# [What you should do]
Once you have read the entries, please say how many lines hold the string "classes", giving the number only.

# [Data for processing]
PR #482, opened 2023-02-22
Switch to using an options object for all applicable APIs

### LINKED ISSUE #441: Switch APIs from using discrete optional arguments to using an options argument where it makes sense

hossam-nasr:
Resolves #441. Switch from using concrete optional arguments to an options object where applicable.

I've broken this PR into small steps in commits to aid with PR review.

APIs changed in this PR (notice this list is slightly different than the one in the issue):

**In DurableOrchestrationClient:**

<table>
<tr>
<th> Before </th>
<th> After </th>
</tr>
<tr>
<td>

```TS
getStatus(
    instanceId: string,
    showHistory?: boolean,
    showHistoryOutput?: boolean,
    showInput?: boolean
): Promise<DurableOrchestrationStatus>
```
</td>
<td>

```TS
getStatus(
    instanceId: string, 
    options?: GetStatusOptions
): Promise<DurableOrchestrationStatus>
```
</td>
</tr>
<tr>
<td>

```TS
getStatusBy(
    createdTimeFrom: Date | undefined,
    createdTimeTo: Date | undefined,
    runtimeStatus: OrchestrationRuntimeStatus[]
): Promise<DurableOrchestrationStatus[]>
```

</td>
<td>

```TS
getStatusBy(
    options: SelectionOptions
): Promise<DurableOrchestrationStatus[]>
```

</td>
</tr>
<tr>
<td>

```TS
purgeInstanceHistoryBy(
    createdTimeFrom: Date,
    createdTimeTo?: Date,
    runtimeStatus?: OrchestrationRuntimeStatus[]
): Promise<PurgeHistoryResult>
```

</td>
<td>

```TS
purgeInstanceHistoryBy(
    options: SelectionOptions
): Promise<PurgeHistoryResult>
```

</td>
</tr>
<tr>
<td>

```TS
raiseEvent(
    instanceId: string,
    eventName: string,
    eventData: unknown,
    taskHubName?: string,
    connectionName?: string
): Promise<void>
```

</td>
<td>

```TS
raiseEvent(options: RaiseEventOptions): Promise<void>
```

</td>
</tr>
<tr>
<td>

```TS
readEntityState<T>(
    entityId: EntityId,
    taskHubName?: string,
    connectionName?: string
): Promise<EntityStateResponse<T>>
```

</td>
<td>

```TS
readEntityState<T>(
    entityId: EntityId,
    options?: TaskHubOptions
): Promise<EntityStateResponse<T>>
```

</td>
</tr>
<tr>
<td>

```TS
rewind(
    instanceId: string,
    reason: string,
    taskHubName?: string,
    connectionName?: string
): Promise<void>`
```

</td>
<td>

```TS
rewind(
    instanceId: string, 
    reason: string, 
    options?: TaskHubOptions
): Promise<void>
```

</td>
</tr>
<tr>
<td>

```TS
signalEntity(
    entityId: EntityId,
    operationName?: string,
    operationContent?: unknown,
    taskHubName?: string,
    connectionName?: string
): Promise<void>
```
</td>
<td>

```TS
signalEntity(
    entityId: EntityId, 
    options?: SignalEntityContext
): Promise<void>
```
</td>
</tr>
<tr>
<td>

```TS
waitForCompletionOrCreateCheckStatusResponse(
    request: HttpRequest,
    instanceId: string,
    timeoutInMilliseconds?: number,
    retryIntervalInMilliseconds?: number
): Promise<HttpResponse>;
```

</td>
<td>

```TS
waitForCompletionOrCreateCheckStatusResponse(
    request: HttpRequest,
    instanceId: string,
    waitOptions?: WaitForCompletionOptions
): Promise<HttpResponse>;
```

</td>
</tr>
</table>

**In DurableOrchestrationContext:**

<table>
<tr>
<th> Before </th>
<th> After </th>
</tr>

<tr>
<td>

```TS
callSubOrchestrator(
    name: string,
    input?: unknown, 
    instanceId?: string
): Task
```

</td>
<td>

```TS
// This is effectively equivalent
// to the startNew() change
callSubOrchestrator(
    name: string, 
    options?: CallSubOrchestratorOptions
): Task
```

</td>
</tr>
<tr>
<td>

```TS
callSubOrchestratorWithRetry(
    name: string,
    retryOptions: RetryOptions,
    input?: unknown,
    instanceId?: string
): Task
```

</td>
<td>

```TS
callSubOrchestratorWithRetry(
    name: string,
    retryOptions: RetryOptions,
    options?: CallSubOrchestratorOptions
): Task
```

</td>
</tr>
</table>

### DIFF
--- a/src/durableorchestrationclient.ts
+++ b/src/durableorchestrationclient.ts
@@ -222,11 +222,7 @@ export class DurableOrchestrationClient implements DurableClient {
     public async getStatusBy(
         selectionOptions: SelectionOptions
     ): Promise<DurableOrchestrationStatus[]> {
-        const internalOptions: GetStatusInternalOptions = {
-            ...selectionOptions,
-        };
-
-        const response = await this.getStatusInternal(internalOptions);
+        const response = await this.getStatusInternal(selectionOptions);
         switch (response.status) {
             case 200:
                 return response.data as DurableOrchestrationStatus[];
--- a/src/durableorchestrationclient.ts
+++ b/src/durableorchestrationclient.ts
@@ -217,10 +217,8 @@ export class DurableOrchestrationClient implements DurableClient {
         }
     }
 
-    public async getStatusBy(
-        filterOptions: OrchestrationFilter
-    ): Promise<DurableOrchestrationStatus[]> {
-        const response = await this.getStatusInternal(filterOptions);
+    public async getStatusBy(filter: OrchestrationFilter): Promise<DurableOrchestrationStatus[]> {
+        const response = await this.getStatusInternal(filter);
         switch (response.status) {
             case 200:
                 return response.data as DurableOrchestrationStatus[];
@@ -252,11 +250,9 @@ export class DurableOrchestrationClient implements DurableClient {
         }
     }
 
-    public async purgeInstanceHistoryBy(
-        filterOptions: OrchestrationFilter
-    ): Promise<PurgeHistoryResult> {
+    public async purgeInstanceHistoryBy(filter: OrchestrationFilter): Promise<PurgeHistoryResult> {
         let requestUrl: string;
-        const { createdTimeFrom, createdTimeTo, runtimeStatus } = filterOptions;
+        const { createdTimeFrom, createdTimeTo, runtimeStatus } = filter;
         if (this.clientData.rpcBaseUrl) {
             // Fast local RPC path
             let path = new URL("instances/", this.clientData.rpcBaseUrl).href;
--- a/src/durableorchestrationclient.ts
+++ b/src/durableorchestrationclient.ts
@@ -27,7 +27,6 @@ import {
     DurableClient,
     GetStatusOptions,
     SelectionOptions,
-    RaiseEventOptions,
     TaskHubOptions,
     SignalEntityOptions,
     WaitForCompletionOptions,
@@ -321,8 +320,13 @@ export class DurableOrchestrationClient implements DurableClient {
         }
     }
 
-    public async raiseEvent(options: RaiseEventOptions): Promise<void> {
-        const { eventName, instanceId, eventData, taskHubName, connectionName } = options;
+    public async raiseEvent(
+        instanceId: string,
+        eventName: string,
+        eventData: unknown,
+        options: TaskHubOptions = {}
+    ): Promise<void> {
+        const { taskHubName, connectionName } = options;
         if (!eventName) {
             throw new Error("eventName must be a valid string.");
         }
--- a/src/durableorchestrationclient.ts
+++ b/src/durableorchestrationclient.ts
@@ -599,8 +599,14 @@ export class DurableOrchestrationClient implements DurableClient {
         instanceId: string,
         waitOptions: WaitForCompletionOptions = {}
     ): Promise<HttpResponse> {
-        const timeoutInMilliseconds: number = waitOptions.timeoutInMilliseconds || 10000;
-        const retryIntervalInMilliseconds: number = waitOptions.retryIntervalInMilliseconds || 1000;
+        const timeoutInMilliseconds: number =
+            waitOptions.timeoutInMilliseconds !== undefined
+                ? waitOptions.timeoutInMilliseconds
+                : 10000;
+        const retryIntervalInMilliseconds: number =
+            waitOptions.retryIntervalInMilliseconds !== undefined
+                ? waitOptions.retryIntervalInMilliseconds
+                : 1000;
 
         if (retryIntervalInMilliseconds > timeoutInMilliseconds) {
             throw new Error(
--- a/src/durableorchestrationclient.ts
+++ b/src/durableorchestrationclient.ts
@@ -26,7 +26,7 @@ import {
     DurableClientInput,
     DurableClient,
     GetStatusOptions,
-    SelectionOptions,
+    OrchestrationFilter,
     TaskHubOptions,
     SignalEntityOptions,
     WaitForCompletionOptions,
@@ -219,9 +219,9 @@ export class DurableOrchestrationClient implements DurableClient {
     }
 
     public async getStatusBy(
-        selectionOptions: SelectionOptions
+        filterOptions: OrchestrationFilter
     ): Promise<DurableOrchestrationStatus[]> {
-        const response = await this.getStatusInternal(selectionOptions);
+        const response = await this.getStatusInternal(filterOptions);
         switch (response.status) {
             case 200:
                 return response.data as DurableOrchestrationStatus[];
@@ -254,10 +254,10 @@ export class DurableOrchestrationClient implements DurableClient {
     }
 
     public async purgeInstanceHistoryBy(
-        selectionOptions: SelectionOptions
+        filterOptions: OrchestrationFilter
     ): Promise<PurgeHistoryResult> {
         let requestUrl: string;
-        const { createdTimeFrom, createdTimeTo, runtimeStatus } = selectionOptions;
+        const { createdTimeFrom, createdTimeTo, runtimeStatus } = filterOptions;
         if (this.clientData.rpcBaseUrl) {
             // Fast local RPC path
             let path = new URL("instances/", this.clientData.rpcBaseUrl).href;
--- a/src/durableorchestrationclient.ts
+++ b/src/durableorchestrationclient.ts
@@ -28,7 +28,6 @@ import {
     GetStatusOptions,
     OrchestrationFilter,
     TaskHubOptions,
-    SignalEntityOptions,
     WaitForCompletionOptions,
 } from "durable-functions";
 import { WebhookUtils } from "./webhookutils";
@@ -478,9 +477,11 @@ export class DurableOrchestrationClient implements DurableClient {
 
     public async signalEntity(
         entityId: EntityId,
-        options: SignalEntityOptions = {}
+        operationName?: string,
+        operationContent?: unknown,
+        options: TaskHubOptions = {}
     ): Promise<void> {
-        const { operationName, operationContent, taskHubName, connectionName } = options;
+        const { taskHubName, connectionName } = options;
         let requestUrl: string;
         if (this.clientData.rpcBaseUrl) {
             // Fast local RPC path
--- a/src/durableorchestrationclient.ts
+++ b/src/durableorchestrationclient.ts
@@ -21,7 +21,17 @@ import {
     PurgeHistoryResult,
     Utils,
 } from "./classes";
-import { StartNewOptions, DurableClientInput, DurableClient } from "durable-functions";
+import {
+    StartNewOptions,
+    DurableClientInput,
+    DurableClient,
+    GetStatusOptions,
+    SelectionOptions,
+    RaiseEventOptions,
+    TaskHubOptions,
+    SignalEntityOptions,
+    WaitForCompletionOptions,
+} from "durable-functions";
 import { WebhookUtils } from "./webhookutils";
 
 /** @hidden */
@@ -179,17 +189,13 @@ export class DurableOrchestrationClient implements DurableClient {
 
     public async getStatus(
         instanceId: string,
-        showHistory?: boolean,
-        showHistoryOutput?: boolean,
-        showInput?: boolean
+        options: GetStatusOptions = {}
     ): Promise<DurableOrchestrationStatus> {
-        const options: GetStatusInternalOptions = {
+        const internalOptions: GetStatusInternalOptions = {
             instanceId,
-            showHistory,
-            showHistoryOutput,
-            showInput,
+            ...options,
         };
-        const response = await this.getStatusInternal(options);
+        const response = await this.getStatusInternal(internalOptions);
 
         switch (response.status) {
             case 200: // instance completed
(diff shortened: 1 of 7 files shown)


src/durableorchestrationclient.ts
```diff
@@ -214,17 +220,13 @@ export class DurableOrchestrationClient implements DurableClient {
...
-        createdTimeFrom: Date | undefined,
-        createdTimeTo: Date | undefined,
-        runtimeStatus: OrchestrationRuntimeStatus[]
+        selectionOptions: SelectionOptions
     ): Promise<DurableOrchestrationStatus[]> {
-        const options: GetStatusInternalOptions = {
-            createdTimeFrom,
-            createdTimeTo,
-            runtimeStatus,
+        const internalOptions: GetStatusInternalOptions = {
```
ejizba: nit: You can just pass `selectionOptions` directly

src/durableorchestrationclient.ts
```diff
@@ -324,13 +325,8 @@ export class DurableOrchestrationClient implements DurableClient {
         }
     }
 
-    public async raiseEvent(
```
ejizba: IMO the options object is mostly just for optional arguments. `instanceId`, `eventName`, and `eventData` seem pretty important to the method, so I don't think I'd put them on `options`. I would default to this:

```
raiseEvent(instanceId: string, eventName: string, eventData: unknown, options?: TaskHubOptions): Promise<void>;
```

But if we want to try to reduce the number of arguments I would consider something like this as well:
```
interface OrchestrationEvent {
    name: string;
    data: unknown;
}

raiseEvent(instanceId: string, event: OrchestrationEvent, options?: TaskHubOptions): Promise<void>;
```

src/durableorchestrationclient.ts
```diff
@@ -603,9 +597,11 @@ export class DurableOrchestrationClient implements DurableClient {
     public async waitForCompletionOrCreateCheckStatusResponse(
         request: HttpRequest,
         instanceId: string,
-        timeoutInMilliseconds = 10000,
-        retryIntervalInMilliseconds = 1000
+        waitOptions: WaitForCompletionOptions = {}
     ): Promise<HttpResponse> {
+        const timeoutInMilliseconds: number = waitOptions.timeoutInMilliseconds || 10000;
```
ejizba: For both of these: Is `0` valid? If so, the `||` won't work.

types/durableClient.d.ts
```diff
@@ -41,17 +41,9 @@ export declare class DurableClient {
     /**
      * Gets the status of the specified orchestration instance.
      * @param instanceId The ID of the orchestration instance to query.
-     * @param showHistory Boolean marker for including execution history in the
-     *  response.
-     * @param showHistoryOutput Boolean marker for including input and output
-     *  in the execution history response.
+     * @param options options object specifying optional extra configuration options
```
ejizba: https://www.youtube.com/watch?v=G9VKmrZMhUs

types/durableClient.d.ts
```diff
@@ -280,3 +235,109 @@ export declare class HttpManagementPayload {
...
+     */
+    connectionName?: string;
+}
+
+/**
+ * Options object passed to DurableClient APIs
+ * to select certain orchestrations on which to perform
+ * actions
+ */
+export interface SelectionOptions {
```
ejizba: This name isn't super clear to me. What if we rename it to `OrchestrationFilter`?

test/testobjects/TestOrchestrations.ts
```diff
@@ -316,10 +328,14 @@ export class TestOrchestrations {
         const retryOptions = new df.RetryOptions(100, 5);
         const output = [];
         output.push(
-            context.df.callSubOrchestratorWithRetry("SayHelloInline", retryOptions, "Tokyo")
+            context.df.callSubOrchestratorWithRetry("SayHelloInline", retryOptions, {
```
ejizba: Anyone else conflicted on `input`? Like yes, it's technically optional - but it also seems like it's an important argument to the function. How common is it to pass an input? I could see myself getting annoyed at doing `{ input: ...` all the time

types/orchestration.d.ts
```diff
@@ -205,29 +166,22 @@ export declare class DurableOrchestrationContext {
...
      * @param name The name of the orchestrator function to call.
      * @param retryOptions The retry options for the orchestrator function.
-     * @param input The JSON-serializable input to pass to the orchestrator
-     * function.
-     * @param instanceId A unique ID to use for the sub-orchestration instance.
+     * @param options optional object to control the scheduled orchestrator (e.g provide input, instanceID)
      */
     callSubOrchestratorWithRetry(
         name: string,
         retryOptions: RetryOptions,
```
ejizba: It's a bit weird to have `retryOptions` _and_ `options`. Any chance we can combine them? I know it's a bit complicated because `RetryOptions` is a class...

src/durableorchestrationclient.ts
davidmrdavid: I'm ok either way.

src/durableorchestrationclient.ts
davidmrdavid: I do think `0` is valid., although a silly choice. Can we check for a falsey 0 explicitly?

types/durableClient.d.ts
davidmrdavid: I believe this may actually be able to return Entity data so I would rather keep this a bit more general.
Selection might be a bit too broad though. Does `QueryOptions` seem better? After all, this is affecting the instance-querying APIs

types/orchestration.d.ts
davidmrdavid: I'd be ok just placing the retryOptions inside the new options object.

test/testobjects/TestOrchestrations.ts
davidmrdavid: Yes, @hossam-nasr and me were just talking about this.
I do think passing inputs to sub-orchestrations is common, especially because they're used to offload work that you do not want your orchestrator to compute itself, so they usually get passed in some work batch as input.

Just to ask the obvious question: how do you feel about an overload here? After all, it is both an optional argument, but also a common one, so I think it's a fair candidate.

davidmrdavid (commented):
Left some comments on Eric's thread to help find consensus on the API changes

src/durableorchestrationclient.ts
davidmrdavid: Not a big fan of this final option with a `OrchestrationEvent` type - that feels like 2 options objects instead of one.
I don't feel too strongly one way or another for the remaining options. @hossam-nasr - what do you think?

test/testobjects/TestOrchestrations.ts
ejizba: Well `input` is type `unknown` which makes it really difficult to do an overload. Both `input` and `options` could be an object, so we don't really know which one a user is passing us. Technically since `input` could be anything, an options object _is_ a valid input

src/durableorchestrationclient.ts
ejizba: Our goal here should be to create logical groupings of information, not "throw all arguments onto an options object". I don't know if `OrchestrationEvent` is the right grouping, but I think we should absolutely consider multiple objects as arguments for all APIs. If we're comparing to .NET - don't they pass multiple classes all the time? The only difference is that Node.js uses an `interface` as its default grouping instead of a `class`

Below are some scenarios where I'm re-using particular pieces of information. I'm hoping you can tell me which scenarios actually make sense in durable, to help us decide the best grouping

### A. Same task hub options, different everything else
```TS
const taskHubOptions = { taskHubName: 'example' };
await client.raiseEvent('instanceId1', { name: 'event1', data: 'Hello' }, taskHubOptions);
await client.raiseEvent('instanceId2', { name: 'event2', data: 'World' }, taskHubOptions);
```

### B. Same event, different instances
```TS
const event = { name: 'event1', data: 'Hello' };
await client.raiseEvent('instanceId1', event);
await client.raiseEvent('instanceId2', event);
```

### C. Same instance, different events
```TS
const instanceId = 'instanceId1';
await client.raiseEvent(instanceId, { name: 'event1', data: 'Hello' });
await client.raiseEvent(instanceId, { name: 'event2', data: 'World' });
```

### D. Same instance & event name, different event data

```TS
const instanceId = 'instanceId1';
const eventName = 'event1';
await client.raiseEvent(instanceId, eventName, 'Hello');
await client.raiseEvent(instanceId, eventName, 'World');
```

types/durableClient.d.ts
ejizba: I'm not a fan of calling this `Options` because it's a required argument to both `getStatusBy` and `purgeInstanceHistoryBy`. If you like `Query` better than `Filter`, I'd be okay with `OrchestrationQuery`

If we do an `Options` object for this method, I think it should be a second argument. Options arguments typically only have optional/static information that affects how the method works across all method calls, but nothing really unique to any particular method call. For example, you might you use the same `timeout` value for all calls, but the `createdTimeFrom` will change often based on each particular call.

> I believe this may actually be able to return Entity data so I would rather keep this a bit more general.

I was assuming it was orchestration-only because of `runtimeStatus?: OrchestrationRuntimeStatus[];`, plus all the comments mentioning `orchestrations`. We could name this just `Query` or `Filter`, but I guess that feels too generic to me

src/durableorchestrationclient.ts
davidmrdavid: +1 to your goal statement.

Regarding the scenarios - these are all valid in DF. In general, `raiseEvent` is just a generic "send and forget" API and so all these scenarios could make sense depending on the application, and the event receiver's design.

As all these scenarios are valid, I recommend keeping it simple and opting for your first suggestion:
`raiseEvent(instanceId: string, eventName: string, eventData: unknown, options?: TaskHubOptions): Promise<void>;`

I think that's the least assuming choice: it only bundles the optional parameters into an options object, which I think is the  simplest design.

types/durableClient.d.ts
davidmrdavid: I looked at the C# API and it appears this only returns orchestration data, so I take back my comment on Entities.

I'm good with `OrchestrationFilter`, so let's go for it.

test/testobjects/TestOrchestrations.ts
davidmrdavid: Good point on the `unknown` type.
At this time - I would recommend we make an exception for the `input` parameter have it stay as a positional parameter despite being optional. I agree it's an imperfect choice, but we have [other threads](https://github.com/Azure/azure-functions-durable-js/issues/418) where improvements to this API are being discussed where I think this imperfection can be better tackled.

src/durableorchestrationclient.ts
hossam-nasr: Done

src/durableorchestrationclient.ts
hossam-nasr: This all makes sense to me. This decision was one of those I was conflicted about, but saving the options object for just the optional arguments makes sense to me. I made the update agreed upon:

```TS
raiseEvent(instanceId: string, eventName: string, eventData: unknown, options?: TaskHubOptions): Promise<void>
```

src/durableorchestrationclient.ts
hossam-nasr: Done

src/durableorchestrationclient.ts
hossam-nasr: I updated the check to check for `undefined` explicitly and allow a value of 0

types/durableClient.d.ts
hossam-nasr: Simplified the wording here lol

types/durableClient.d.ts
hossam-nasr: Done, renamed to OrchestrationFilter

test/testobjects/TestOrchestrations.ts
hossam-nasr: Hmm I don't disagree that it's annoying to have to type `{ input: ... }` every time, especially if you're not specifying an `instanceId`, and I was conflicted about this decision too. But I saw this as just being the orchestration equivalent of `client.startNew()` which we did change. If we're going to leave this as-is, what should we do about `client.startNew()`? I think the old implementation of `client.startNew()` was especially problematic because the order of the arguments was different than here: it was the instanceId first, _then_ the input, meaning you always had to write something like: `client.startNew(name, undefined, input)` if you didn't want to specify the `instanceId`, which was recommended anyway.

If we're going to keep this as-is, should we also flip the order of arguments for `client.startNew()`?

types/orchestration.d.ts
hossam-nasr: I'd be okay with having the `retryOptions` under the `options` object too, but in that case, `callSubOrchestrator()` and `callSubOrchestratorWithRetry()` start to look awfully similar. How do we feel about combining these two APIs in this case? I discussed this with @davidmrdavid offline too. Ofc this can still be done in a separate PR.

types/durableClient.d.ts
```diff
@@ -61,18 +53,11 @@ export declare class DurableClient {
...
-    getStatusBy(
-        createdTimeFrom: Date | undefined,
-        createdTimeTo: Date | undefined,
-        runtimeStatus: OrchestrationRuntimeStatus[]
-    ): Promise<DurableOrchestrationStatus[]>;
+     *
+     * @param filterOptions the OrchestrationFilter object specifying which
+     * orchestrations to retrieve.
+     */
+    getStatusBy(filterOptions: OrchestrationFilter): Promise<DurableOrchestrationStatus[]>;
```
ejizba: nit: I would just call this `filter`, not `filterOptions`

ejizba (approved):

types/durableClient.d.ts
hossam-nasr: Done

# [Solved exercise]
2